You fogot to mention the photos are crap


----------



## DS Photographers (Mar 22, 2011)

Start by copying what this person is doing: San Diego Photographer| San Diego Family Photographer| Beach Family and Child Photography in San Diego, CA 

She is #2 on Google when you search for "san diego photographer".  Do you see her title tag includes San Diego Photographer?  

Also, look at all of the listings below her.  They are people that set up a free Google Places account here: places.google.com/business


----------



## KmH (Mar 22, 2011)

The photographer you linked to has a $195 sitting fee, no other products included.

No $40 CD's either.



> fine art wall portraits
> 24x30........................................$250


 
The OP has a discounted $10 sitting fee and for $50 more you get 8 4x6, 8 wallets, 2 5x7, 2 8x10 *and* a CD.


----------



## o hey tyler (Mar 22, 2011)

Invest in better lights, the ones you are using now are not professional lights. You're using continuous lighting for portraits, that's not really the best way to get quality portrait images, unless you're using the sun as a continuous light, or your continuous lights rival the brightness of the sun.


----------



## PhotoWrangler (Mar 22, 2011)

o hey tyler said:


> Invest in better lights, the ones you are using now are not professional lights. You're using continuous lighting for portraits, that's not really the best way to get quality portrait images, unless you're using the sun as a continuous light, or your continuous lights rival the brightness of the sun.



This is officially the dumbest thing I have heard to date....


----------



## o hey tyler (Mar 22, 2011)

ChristopherCoy said:


> o hey tyler said:
> 
> 
> > Invest in better lights, the ones you are using now are not professional lights. You're using continuous lighting for portraits, that's not really the best way to get quality portrait images, unless you're using the sun as a continuous light, or your continuous lights rival the brightness of the sun.
> ...


 
Why is that? Using low intensity hot lights with a shutter speed of 1/40s @ f/4 ISO 400 is what you would want to print and send to a customer? Maybe for your quality of work, not mine.


----------



## PhotoWrangler (Mar 22, 2011)

o hey tyler said:


> Why is that? Using low intensity hot lights with a shutter speed of 1/40s @ f/4 ISO 400 is what you would want to print and send to a customer? Maybe for your quality of work, not mine.

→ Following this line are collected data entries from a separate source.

PR #2704, opened 2025-02-01
centralize request logging for shop.php

Veracity0:
Major refactoring that I have been building up to all month.

ShopRequest.registerRequest can handle any shop.php request.

A request with no "action=buyitem" is a simple visit.
We will log those, for shopIds that are type COIN (since that is how every single CoinMasterRequest class did its registerRequest), otherwise, no.

If there is "action=buyitem", this is a transaction.

For CONC shops:
```
Use A X, B Y, C Z to make N ITEMS
```

For all other shops - including type NONE (i.e. we just learned it by visiting a new shop):

If there is a single cost, and it is Meat:
```
buy N ITEMS for Y each from SHOPNAME
```
(The same way NPC purchases log right now.)
(For consistency, ```Buy N ITEMS for Y Meat each from SHOPNAME``` might be better.)

Otherwise, log as a coinmaster transaction:
```
Trade A X, B Y, C Z for N ITEMS
```

I removed the registerRequest methods from all shop.php coinmasters and concoctions.
I removed all the special casing in RequestLogger.
I removed all the special casing in NPCPurchaseRequest.

------

Next refactoring will be looking at parsing inventories when you visit a shop and logging new rows.
We already do that, but I want to make sure that what it logs is exactly what we want.
Also that it registers shops and shoprows correctly such that, having visited the shop, you can actually use it, and my ShopRequest stuff will Do The Right Thing when you buy things.
I'm sure I can simplify stuff with new Shop and ShopRow database stuff.

------

Next BIG refactoring will attempt to do something similar for ResponseTextParser which calls NPCPurchaseRequest.parseShopResponse which has a lengthy method calling different classes based on shopid

I think ShopRequest will be able to handle all the "remove used costs" and such, but there's other stuff in most classes` parseResponse methods.

We'll see what I can come up with.


jaadams5 (approved):
I looked at everything but focused on what was added.  No comments :-)

PR #2707, opened 2025-02-03
Add information on Just the Facts results to Location Details/Combat

HippoKingKoL:
If you have the skill Just the Facts (from the Book of Facts IOTM) you get an effect after most combats, dependent on monster/class/path.

Mafia knows this information, but it's not trivial for a player to access outside a scripting environment.

This PR adds that information to the fight.php page and the location details pane, if you have the skill and it is unrestricted. See screenshots attached.

location_details
fight


jaadams5:
In my casual glance I notice two methods called appendFact that appear to be pretty close to identical.  Perhaps a refactor so that there was one method (perhaps a static in FactsDatebase?) and it was referenced in two places.  You could also tell me that they are not similar and I should have my eyesight checked,

As always tests would be appropriate.

gausie:
Yeah I would move this into one function in MonsterData, probably, that returns `null` if nothing should be displayed

HippoKingKoL:
The reason I ended up with duplication is that one had to operate on a StringBuffer and the other on a StringBuilder, which seem very similar but not identical (thread safety) and not convertible.

So I need one function that does both. Would this return a regular string?

eg in `MonsterData`:
`public String getFact(...)
{
 StringBuffer buffer;
 buffer.append("mystuff");
 return buffer.toString
}`

and then have each of the current append functions just append the string output of this to their respective buffer type.

HippoKingKoL:
I've removed the duplicate code, and added 3 tests I think work. Please check they're sane - thanks.

src/net/sourceforge/kolmafia/MonsterData.java
```diff
@@ -1858,6 +1860,31 @@ private String makeItemCount(MonsterDrop drop) {
     return drop.itemCount().isEmpty() ? "" : drop.itemCount() + " ";
   }
 
+  public String getFact() {
+    if (!(KoLCharacter.hasSkill(SkillPool.JUST_THE_FACTS)
+        && StandardRequest.isAllowed(RestrictedItemType.SKILLS, "Just the Facts"))) {
+      return null;
```
midgleyc, line 1866: returning "" will save a null check and simplify the method down to `buffer.append(monster.getFact())`

src/net/sourceforge/kolmafia/MonsterData.java
```diff
@@ -1858,6 +1860,31 @@ private String makeItemCount(MonsterDrop drop) {
...
+    }
+    StringBuffer buffer = new StringBuffer();
```
midgleyc, line 1868: there are such a low number of concatentations in this method that not using a buffer at all is likely better. Just return `"<br />Just the Facts:" + f`.

src/net/sourceforge/kolmafia/MonsterData.java
```diff
@@ -1858,6 +1860,31 @@ private String makeItemCount(MonsterDrop drop) {
...
+        FactDatabase.getFact(KoLCharacter.getAscensionClass(), KoLCharacter.getPath(), this, false);
+    buffer.append("Just the Facts: " + f.toString());
+    return buffer.toString();
+  }
+
+  void appendFact(StringBuilder buffer) {
+    this.appendFact(buffer, false);
+  }
+
+  public void appendFact(StringBuilder buffer, boolean stateful) {
```
midgleyc, line 1880: stateful isn't used, so you can eliminate the parameter.

src/net/sourceforge/kolmafia/MonsterData.java
HippoKingKoL: Done

src/net/sourceforge/kolmafia/MonsterData.java
HippoKingKoL: I added the null because Gausie specifically mentioned it [here](https://github.com/kolmafia/kolmafia/pull/2707#issuecomment-2631488596)

I'll leave it for now until hopefully you two agree?

test/net/sourceforge/kolmafia/MonsterDataTest.java
```diff
@@ -425,6 +429,56 @@ void itemDropsAreRenderedProperly(final String monsterName, final String itemDro
...
+    }
+
+    @Test
+    void factsAreRenderedIfUnrestricted() {
+      var monster = MonsterDatabase.findMonster("fluffy bunny");
+
+      var cleanups =
+          new Cleanups(
+              withSkill(SkillPool.JUST_THE_FACTS),
+              withNotAllowedInStandard(RestrictedItemType.SKILLS, "just the facts"),
```
jaadams5, line 454: Since the canonical name of the skill is "Just the Facts" perhaps the same capitalization should be used in the calls to withNotAllowedInStandard?  Not a blocker.

midgleyc (approved):

src/net/sourceforge/kolmafia/MonsterData.java
midgleyc: I don't agree but don't care enough to block on it.

test/net/sourceforge/kolmafia/MonsterDataTest.java
midgleyc: the key is lowercased when passed to the standard restricting function so I think this is fine

jaadams5: It's more of a cognition thing. If the canonical name is Just the Facts then why not use it rather than assume the reader knows it will be lowercased before use?  And since I am lazy I will copy the string, thinking it is canonical and use it in a context where it must be canonical and so fuzzy matching or a case sensitive compare will mean my code is wrong.  But not a blocker so...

Of course not. But telling someone that they need lights that rival the sun is asinine.


----------



## o hey tyler (Mar 22, 2011)

Wow, you are far less intelligent than I had expected. Stranger to sarcasm are we? 

Should have used Comic Sans I guess.


----------



## vtf (Mar 22, 2011)

OP hasn't returned. :er:


----------



## chammer (Mar 22, 2011)

vtf said:


> OP hasn't returned. :er:


 
Perhaps they were assuming the typical family/Facebook types of responses on how great a photographer they are, and how great their images are. Fact is, as others have stated, the images are less than desirable so it's no wonder people don't come back or they don't have more customers. Now they have hurt feelings. Oh well...


----------



## MotionlessMemories (Mar 22, 2011)

What makes people think our photos are crap? I mean seriously I know they aren't completely professional by any means, but they are still some frekin good shots. I came her for advice on how to get better and all I have gotten was put downs, which is fine, but none of it was constructive. Telling me the lights I have are crap when you cant even tell what brand or model they are is a low blow. Having the best stuff doesn't make the best photos. Knowing how to use your crap gets you good photos. 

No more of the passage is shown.